E essa girafa está nessa janela há pelo menos 20 anos, porque desde pequeno o Mirco vê esse bicho nessa casa em Santa Maria. Não temos idéia de quem seja, mas eu adoro a idéia de levantar os olhos e ver uma girafa de pelúcia gigante segurando uma janela. Ainda mais porque coisas insólitas desse tipo não acontecem praticamente nunca em lugares chatos como o interior do Zaire.

pré
Então já estou toda animadinha com os mil livros, as mil coisas de comer, as bolsas e sapatos que vou trazer do Rio pra cá. E já comecei também a fazer as compras das mil coisas de comer que vou levar pra lá. Porque quem vai da Itália pra qualquer outro lugar do mundo, o que é que leva de presente? Comida, lógico. A minha lista inclui risotos daqueles prontos, de pacote, que por sorte estão em oferta essa semana; macarrão com ovo, porque eu é que não vou ocupar lugar na mala com máquina de fazer macarrão; molhos de bichos estranhos (javali, lebre, cabrito, ganso); torta al testo e piadina; speck e scamorza; salames e prosciutto crudo; vinho, vinsanto e cantucci; bom vinagre balsâmico e bom azeite de oliva; pesto e parmesão. O diabo vai ser arrumar as malas, porque as nossas malas, quando não estamos viajando, ficam na garagem, cheias das roupas da outra estação. Pra levar a minha malona e a minha malinha pro Brasil vou ter que largar as roupas de verão em cima da cama, no lado em que eu durmo, pra não incomodar o Mirco. Porque eu simplesmente não tenho onde botar nada. Odeio essa casa, não tem espaço suficiente pra gente, os móveis são estúpidos, além de hediondos, e toda hora tenho que descer até a garagem pra pegar alguma coisa. No verão nem é um problema, mas no inverno o bicho pega porque lá embaixo é frio bagaray. Pobre tem é que morrer, tem razão a minha tia.

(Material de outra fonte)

PR #871, opened 2017-03-21
Feature/minor fixes from imft

Doyeux:
I just re-installed a new environment for Feel and I ran on the same issue that I used to few weeks ago, being:

with a Ubuntu16.04 install, I got a segfault in tic() function.
It is due to a conflict with the static variable `local` defined to store timers. Changing the name `local` fixed the problem.

Moreover, few `close()` were missing after Jacobian construction in doc/manual/nonlinear and also led to sagfault.

### DIFF
--- a/doc/manual/nonlinear/bratu.cpp
+++ b/doc/manual/nonlinear/bratu.cpp
@@ -77,6 +77,7 @@ main( int argc, char** argv )
                             ( - trans( id( v ) )*( gradt( u )*N() )
                               - trans( idt( u ) )*( grad( v )*N() )
                               + penalbc*trans( idt( u ) )*id( v )/hFace() ) );
+            J->close();
         };
     auto Residual = [=](const vector_ptrtype& X, vector_ptrtype& R)
         {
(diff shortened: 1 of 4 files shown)


prudhomm:
@Doyeux thanks. merged !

supermulher é o caralho, exclamou a princesinha
Chorei de cansaço hoje. Não consegui ir até o final do dia. Não tinha mais forças pra dirigir até Perugia e encarar duas horas seguidas de Salames. Liguei cancelando a aula, dirigi em semisonambulismo até em casa, estacionei o carro, encostei a cabeça no volante e chorei de exaustão.